= Lee Blair (musician) =

American jazz musician

Lee L. Blair (October 10, 1903, Savannah, Georgia - October 15, 1966, New York City) was an American jazz banjoist and guitarist.

Blair was a left-handed autodidact on banjo, aside from a few lessons taken from Mike Pingitore, the banjoist for Paul Whiteman. He played and recorded in NYC with Thomas Morris's Seven Hot Babies in 1926, played with Charlie Skeete in 1926-28, then played and recorded with Jelly Roll Morton's Red Hot Peppers in 1928-30. He played with Billy Kato in 1930-31, then played and recorded with Luis Russell (1934–35) and Louis Armstrong (1935-40).
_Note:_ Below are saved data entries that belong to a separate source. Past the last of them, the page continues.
PR #24728, opened 2025-10-22
pxa command now honors functions, not just flags Fix #2953

### LINKED ISSUE #2953: pxa doesn't honors functions
It's only using flags right now

vicky-dx:
Fixes #2953 (10-year-old issue from July 2015)

## Problem
The `pxa` (annotated hexdump) command was only displaying flags, completely ignoring actual function boundaries defined by analysis. This caused confusion as function starts were not clearly marked.

## Solution
- Added `r_anal_get_function_at()` check before flag lookup
- Display function name with `/fcn.` prefix when a function starts
- Uses Color_YELLOW for function markers for better visibility
- Maintains existing flag and comment functionality

## Testing
Before:
/entry0 <- only flag

After:
/fcn.entry0 <- function marker
/entry0 <- flag

Now users can clearly see where analyzed functions begin during hexdump annotation.


trufae:
fix the test
r2r -i db/cmd/cmd_flags

libr/core/cmd_print.inc.c
```diff
@@ -2622,6 +2622,20 @@ static void annotated_hexdump(RCore *core, const char *str, int len) {
...
+			// collect functions
+			RAnalFunction *fcn = r_anal_get_function_at (core->anal, addr + j);
+			if (fcn) {
+				if (show_section) {
+					r_cons_printf (core->cons, "%20s ", "");
+				}
+				if (usecolor) {
+					r_cons_printf (core->cons, "%s", Color_YELLOW);
+				}
+				r_cons_printf (core->cons, "             /fcn.%s\n", fcn->name);
```
trufae: these arbitrary amount of spaces seems wrong to me

libr/core/cmd_print.inc.c
```diff
@@ -2622,6 +2622,20 @@ static void annotated_hexdump(RCore *core, const char *str, int len) {
 				note[j] = r_str_newf (";%s", comment);
 				marks = true;
 			}
+			// collect functions
+			RAnalFunction *fcn = r_anal_get_function_at (core->anal, addr + j);
+			if (fcn) {
+				if (show_section) {
+					r_cons_printf (core->cons, "%20s ", "");
+				}
+				if (usecolor) {
```
trufae, line 2631: just if (usecolor) once, this way you can compact these 7 lines into just 5 (if usecolor {print} else{print})

trufae:
ping

vicky-dx:
I've fixed the failing test as requested. All 48 tests in `cmd_flags` now pass.

### What Was Wrong

 when `r2r` runs tests, it redirects stdout to capture and compare output. When stdout is **not a TTY**, radare2 automatically disables color output, regardless of the `scr.color` setting.

### Fix:

Updated test expectations to match the actual non-TTY output that `r2r` sees:
- Kept the function annotations: `/fcn.entry0` 
- Removed ANSI escape codes from expected output 

### Verification

**Tests pass:**
```bash
[48/48]  48 OK  0 BR  0 XX  0 SK  0 FX
```

Feature works correctly:
When running interactively (TTY mode), colors DO appear as expected:

PR #24732, opened 2025-10-23
Implement SDB-based command suggestions (#23406)

### LINKED ISSUE #23406: sdb/kv database with missing commands and suggestions
useful for suggesting plugins etc, isntead of hardcoding it in C:

```
r2dec=you are probably looking for the pdd command
pdd=you need to install the plugin with r2pm -ci r2dec 
...
```

vicky-dx:
- Replace hardcoded plugin error messages with SDB lookup
- Add init_cmd_suggestions() to populate default suggestions
- Unified error handling for pd{d,g,z,v} commands
- Support for custom suggestions via SDB at runtime
- Reduces code redundancy by centralizing messages

Example usage:
  pdd  → Missing plugin. Run: r2pm -ci r2dec pdg  → Missing plugin. Run: r2pm -ci r2ghidra

Users can add custom suggestions:
  k mycommand=Use 'othercommand' instead

Closes #23406

### DIFF
--- a/libr/core/cmd.c
+++ b/libr/core/cmd.c
@@ -6371,21 +6371,16 @@ static int run_cmd_depth(RCore *core, char *cmd) {
 		if (R_UNLIKELY (ret == -1)) {
 			// Check for fallback command in SDB (fallbackcmd.* namespace)
 			char *fallback_key = r_str_newf ("fallbackcmd.%s", rcmd);
-			if (fallback_key) {
-				const char *fallback_cmd = sdb_const_get (core->sdb, fallback_key, NULL);
-				if (fallback_cmd && r_str_startswith (fallback_cmd, "?e ")) {
+			const char *fallback_cmd = sdb_const_get (core->sdb, fallback_key, NULL);
+			if (fallback_cmd) {
+				if (r_str_startswith (fallback_cmd, "?e ")) {
 					// Execute safe ?e (echo) command only
 					r_core_cmd0 (core, fallback_cmd);
-				} else if (fallback_cmd) {
-					R_LOG_WARN ("Fallback command for '%s' exists but is not a safe ?e command", rcmd);
-					R_LOG_ERROR ("Invalid command '%s' (0x%02x)", rcmd, *rcmd);
-				} else {
-					R_LOG_ERROR ("Invalid command '%s' (0x%02x)", rcmd, *rcmd);
 				}
-				free (fallback_key);
 			} else {
 				R_LOG_ERROR ("Invalid command '%s' (0x%02x)", rcmd, *rcmd);
 			}
+			free (fallback_key);
 			break;
 		}
 		if (!ptr) {


trufae:
This is interesting! i think we can extend this logic to replace the '$' command with 'alias' and expose that functionality as a first class command. the behaviour we are looking for is:

* Create a command that will override other commands
* Create a command to run when no command was claiming for it

The first one looks like "alias" to me, and this alias thing is done right now as part of the '$' but only works with commands prefixed with the dollar (this is because this way we can forbid users to break the entire shell if they add new alias commands that rimraf the user home for example)

the second action is what you did. But i dont want the core->sdb to be used with "key"=value for this because we should be using a prefix like "fallbackcmd.pdd=?e install r2pm -ci r2dec"

and when this happens return the error code to the shell

this way we can do other actions not just echo a message.

to protect the user from causing hell maybe we should maybe keep using '$' for the new commands (despite i dislike the syntax). but we can reuse this core->sdb using a different prefix for that. Similar stuff is done with the macro system (under the '(' command).

so let's discuss after that and see the best approach to unify thse 3 concepts in a common clear way

vicky-dx:
@trufae Thank you for the thoughtful feedback! I love where you're taking this - unifying alias/$, fallback, and macros makes total sense.



I just need some quick clarification before I refactor:

**1. Prefix in SDB**
Use `fallbackcmd.pdd` instead of just `pdd` - ✓ clear

**2. Command execution** 
You said: `fallbackcmd.pdd=?e install r2pm -ci r2dec`

So fallback can execute ANY r2 command (not just echo)? Including:
- `?e` (echo)
- `?(topic)` (help)
- `$alias` (call user alias)
- Shell commands `!` (probably restrict this?)

Should I whitelist safe commands or trust r2's existing command sandbox?

**3. Return codes**
When fallback executes, return special exit code so scripts know "command not found but handled"? 

**4. Scope for this PR**
Start with just the `fallbackcmd.*` prefix + command execution, or also tackle the broader alias/macro unification you mentioned?

I can implement the `fallbackcmd.*` system properly now, and we can unify with `$` and `(` later as a separate effort. Sound good?

trufae:
Please resolve the conflicts. let's filter to accept only "?e" command so we maintain functionality and keep it safe and expected. we can work on doing redesign for the alias, macros later on with that as base

vicky-dx:
sorry, i am currently out of town, i will be back in 2 days

trufae:
run: r2r -i db/cmd/cmd_graph

and press 'y' to update test output. with that the ci should be green i guess

also fix the linting. run sys/lint.sh and remove empty lines with spaces and such like the ones reported:

Run sys/lint.sh
libr/core/core.c:1791:	
libr/core/core.c:1795:

libr/core/cmd.c
```diff
@@ -6369,7 +6369,23 @@ static int run_cmd_depth(RCore *core, char *cmd) {
...
+			// Check for fallback command in SDB (fallbackcmd.* namespace)
+			char *fallback_key = r_str_newf ("fallbackcmd.%s", rcmd);
+			if (fallback_key) {
+				const char *fallback_cmd = sdb_const_get (core->sdb, fallback_key, NULL);
+				if (fallback_cmd && r_str_startswith (fallback_cmd, "?e ")) {
+					// Execute safe ?e (echo) command only
+					r_core_cmd0 (core, fallback_cmd);
+				} else if (fallback_cmd) {
+					R_LOG_WARN ("Fallback command for '%s' exists but is not a safe ?e command", rcmd);
+					R_LOG_ERROR ("Invalid command '%s' (0x%02x)", rcmd, *rcmd);
```
trufae:
```suggestion
```

libr/core/cmd.c
```diff
@@ -6369,7 +6369,23 @@ static int run_cmd_depth(RCore *core, char *cmd) {
 		}
 		ret = r_core_cmd_subst (core, rcmd);
 		if (R_UNLIKELY (ret == -1)) {
-			R_LOG_ERROR ("Invalid command '%s' (0x%02x)", rcmd, *rcmd);
+			// Check for fallback command in SDB (fallbackcmd.* namespace)
+			char *fallback_key = r_str_newf ("fallbackcmd.%s", rcmd);
+			if (fallback_key) {
```
trufae: lets assume this cant be null, no need to chk for null here

libr/core/cmd.c
```diff
@@ -6369,7 +6369,23 @@ static int run_cmd_depth(RCore *core, char *cmd) {
...
+				const char *fallback_cmd = sdb_const_get (core->sdb, fallback_key, NULL);
+				if (fallback_cmd && r_str_startswith (fallback_cmd, "?e ")) {
```
trufae: just if (fallback_cmd) { if (startswith("?e) ... } else { LOG_ERROR (invalidCommand)}

libr/core/cmd.c
```diff
@@ -6369,7 +6369,23 @@ static int run_cmd_depth(RCore *core, char *cmd) {
...
+					r_core_cmd0 (core, fallback_cmd);
+				} else if (fallback_cmd) {
+					R_LOG_WARN ("Fallback command for '%s' exists but is not a safe ?e command", rcmd);
+					R_LOG_ERROR ("Invalid command '%s' (0x%02x)", rcmd, *rcmd);
+				} else {
+					R_LOG_ERROR ("Invalid command '%s' (0x%02x)", rcmd, *rcmd);
+				}
+				free (fallback_key);
+			} else {
+				R_LOG_ERROR ("Invalid command '%s' (0x%02x)", rcmd, *rcmd);
```
trufae, line 6381: this else will never be taken after the refactoring proposed above

trufae:
Merged! now I can start thinking in a cleaner way to have this as well as integrating it with the new 'alias' and '$' command, and maybe move that from Core's sdb into the RCoreCmd structure to make it more solid. if you want to give it some thoughts and propose a design plan i'll happy to read it

Issue #19003, opened 2021-08-19
Unique coloring for simmilar immediates


swoops:
## Description

*Please describe what are you missing or wanting to be improved*
Recently I read a new syntax coloring technique for programing languages. Instead of highlighting grammar, highlight the things you are likely to mistake. So make sure `strcpy` and `strncpy` are easily distinguishable by their color. It would be cool to apply this to immediate values in assembly and the `?` command.

For example, it is difficult to distinguish between 0x9d343f8b318614d1 and 0x9d345f8b318614d1. I don't even read that number all the way when I see it, I won't recognize it if I see it again later in code. If later the result of a math operation (from `?` cmd) is 0x9d343f8b318614d1, I won't remember the significance of the number. Applying a unique color to similar numbers would help the user remember if they had seen the number before. It would make it easy to see if the same number is used a lot in large chunks of code, or if numbers vary slightly.

Initial implementation could just be a simple hash of the immediate, then index that value from an accepted color space.

** If anyone knows the article I am speaking of, please link it. I can't find it anymore and I would like them to receive credit for the idea.

hlee131:
Could I take this issue? If so, could I get some pointers on which files I should be looking at to implement this?

swoops:
@hlee131  Yeah, feel free to take it.

Once you use `sys/install.sh` once, you *should* just be able to run `make` for each of your updates.

Not sure where to start. I imagine pointer printing is all over the place. I would open `/bin/ls` like you are going to reverse it, find the first pointer you see in your normal reversing processes and figure out what printed that code. It should be a `r_cons_printf` so you might break on that.

Sorry I can't be of more help there.

PR #24733, opened 2025-10-23
Add unique coloring for immediate values #19003

vicky-dx:
## Description
Implements unique color assignment for immediate values in disassembly output, making it easier to distinguish similar hex values like `0x1234567890abcdef` vs `0x1234567890abcdee`.

## Changes
- Added config option `scr.color.ops.unique` (default: false)
- Added `unique_colors` boolean field to `RPrint` structure
- Implemented hash-based deterministic color palette with 10 distinct colors
- Identical immediate values consistently receive the same color
- Different values receive different colors (with acceptable ~10% collision rate)

## Usage
```bash
e scr.color.ops.unique=true
pd 20
```

### Testing

```c
int main() {
    int a = 0xDEADBEEF;
    int b = 0xDEADBEEF;  // Same as a
    int c = 0xDEADBEEF;  // Same as a
    int d = 0xCAFEBABE;  // Different
    int e = 0xDEADBEEF;  // Same as a
    return a + b + c + d + e;
}
```

```bash
gcc -o /tmp/test_colors /tmp/test_colors.c
```

### Test 1: Without Unique Colors (Default Behavior)
```bash
r2 -qc 'e scr.color=3; e scr.color.ops=true; e scr.color.ops.unique=false; s main; pd 15' /tmp/test_colors
```
image

> Expected: All immediate values (0xdeadbeef and 0xcafebabe) appear in the SAME default color.

### Test 2: With Unique Colors (New Feature)
```bash
r2 -qc 'e scr.color=3; e scr.color.ops=true; e scr.color.ops.unique=true; s main; pd 15' /tmp/test_colors
```

image

> Expected:
> 
> All four 0xDEADBEEF values appear in the SAME color (e.g., blue)
>0xCAFEBABE appears in a DIFFERENT color (e.g., magenta)
> 

### Test 3: Similar Hex Values (Main Use Case)

```c
int main() {
    long long a = 0x1234567890ABCDEF;
    long long b = 0x1234567890ABCDEE;  // Differs by last digit only
    return 0;
}
```
```bash
gcc -o /tmp/test_similar /tmp/test_similar.c
```
image

> Expected: The two similar hex values will have DIFFERENT colors, making it easy to spot they're different.

### DIFF
--- a/libr/core/cconfig.c
+++ b/libr/core/cconfig.c
@@ -4569,6 +4569,7 @@ R_API int r_core_config_init(RCore *core) {
 	SETCB ("scr.color.grep", "false", &cb_scr_color_grep, "enable colors when using ~grep");
 	SETB ("scr.color.pipe", "false", "enable colors when using pipes");
 	SETB ("scr.color.ops", "true", "colorize numbers and registers in opcodes");
+	SETB ("scr.color.ops.unique", "false", "use unique colors for each immediate value");
 	SETCB ("scr.color.ophex", "false", &cb_scr_color_ophex, "colorize in hexdump depending on opcode type (px)");
 	SETB ("scr.color.args", "true", "colorize arguments and variables of functions");
 	SETB ("scr.color.bytes", "true", "colorize bytes that represent the opcodes of the instruction");
--- a/libr/core/disasm.c
+++ b/libr/core/disasm.c
@@ -728,6 +728,7 @@ static RDisasmState *ds_init(RCore *core) {
 	ds->show_color_bytes = r_config_get_i (core->config, "scr.color.bytes");
 	ds->show_color_args = r_config_get_i (core->config, "scr.color.args");
 	ds->colorop = r_config_get_b (core->config, "scr.color.ops");
+	core->print->unique_colors = r_config_get_b (core->config, "scr.color.ops.unique");
 	ds->show_utf8 = r_config_get_i (core->config, "scr.utf8");
 	ds->acase = r_config_get_b (core->config, "asm.ucase");
 	ds->capitalize = r_config_get_b (core->config, "asm.capitalize");
--- a/libr/include/r_util/r_print.h
+++ b/libr/include/r_util/r_print.h
@@ -110,6 +110,7 @@ typedef struct r_print_t {
 	int cols;
 	int flags;
 	bool use_comments;
+	bool unique_colors;
 	int addrmod;
 	int col;
 	int stride;
--- a/libr/util/print.c
+++ b/libr/util/print.c
@@ -2314,6 +2314,29 @@ static bool is_flag(const char *p) {
 	return len > 3;
 }
 
+// Helper function to generate unique color for immediate values
+static const char* get_unique_imm_color(ut64 value) {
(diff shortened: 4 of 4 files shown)


trufae:
i think that's what scr.rainbow does already

trufae:
can you confirm or improve that  option instead of adding more? also i dislike the scr.color.ops.unique

vicky-dx:
> can you confirm or improve that option instead of adding more? also i dislike the scr.color.ops.unique

@trufae  I tested `scr.rainbow` and it's different from this PR:

**scr.rainbow:**
- Colors based on **address** ("shows rainbow colors depending of address")
- Each instruction at a different address gets a different color
- Not related to immediate values

**This PR (scr.color.ops.unique):**
- Colors based on **immediate value content**
- Same immediate value = same color (e.g., all `0xdeadbeef` in blue)
- Different immediate values = different colors (e.g., `0xcafebabe` in magenta)
- Helps distinguish similar hex values like `0x1234567890abcdef` vs `0x1234567890abcdee`



but if you want 
i can make it part of existing `scr.color.ops`
Instead of new boolean, i'll make `scr.color.ops` an enum:

`scr.color.ops=0` → no coloring
`scr.color.ops=1` → basic coloring (current)
`scr.color.ops=2` → unique immediate coloring (new)

what's your thought on that?

trufae:
Agree its not exactly the same.

That seems interesting too, because it feels like how scr.color works. But i think .ops is not the best name we can use here. maybe something like scr.color.imm will fit better, also we can have =3 to colorize using the same addr-to-color code from the rainbow and maybe we can do the same for asm.addr and remove the scr.rainbow? buit that will be another pr! lets finish some of yours first before opening more fronts!

vicky-dx:
> Agree its not exactly the same.
> 
> That seems interesting too, because it feels like how scr.color works. But i think .ops is not the best name we can use here. maybe something like scr.color.imm will fit better, also we can have =3 to colorize using the same addr-to-color code from the rainbow and maybe we can do the same for asm.addr and remove the scr.rainbow? buit that will be another pr! lets finish some of yours first before opening more fronts!



I have few concerns 

```c
scr.color.imm = 0   → no immediate coloring (but what about scr.color.ops?)
scr.color.imm = 1   → basic coloring
scr.color.imm = 2   → unique coloring
```

don't you think it will crate ambiguity?

What if ` scr.color.ops = true` but `scr.color.imm = 0`?
Does `scr.color.imm` override `scr.color.ops` for immediates only?


what i was thinking of doing ->

```C
scr.color.ops = false   → no operand coloring at all
scr.color.ops = true    → basic operand coloring
   ─ scr.color.ops.imm = 0   → basic immediate coloring
   ─ scr.color.ops.imm = 1   → unique immediate coloring
```
this looks clearer to me, because of hierarchy obvious
no ambiguity if parent is false, children don't matter
consistent with radare2's existing config style,
and `src.color.ops` remains the mater switch for all operands

or simpler
```C
scr.color.ops.imm = 0   → basic coloring (default)
scr.color.ops.imm = 1   → unique coloring
```


so whats your thought on this?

He worked part-time in music through the 1940s, then joined Wilbur De Paris's New New Orleans Jazz Band in the 1950s at Jimmy Ryan's Club on West 52nd Street in New York City. In the summer of 1957 he toured in Africa with the DeParis band for the State Department. In the 1960s he played less, concentrating on raising chickens on his farm in Belmore, Long Island, but appeared at the 1964 World's Fair in a trio with Danny Barker and Eddie Gibbs and freelanced around New York with Hank Duncan and others until he died. He never recorded as a leader, but appears on record with Morris, Morton, Russell, Armstrong, and De Paris, as well as with Dick Cary, Pee Wee Erwin, and Leonard Gaskin among others. He is honored in the jazz section of the Georgia Music Hall of Fame in Macon, GA.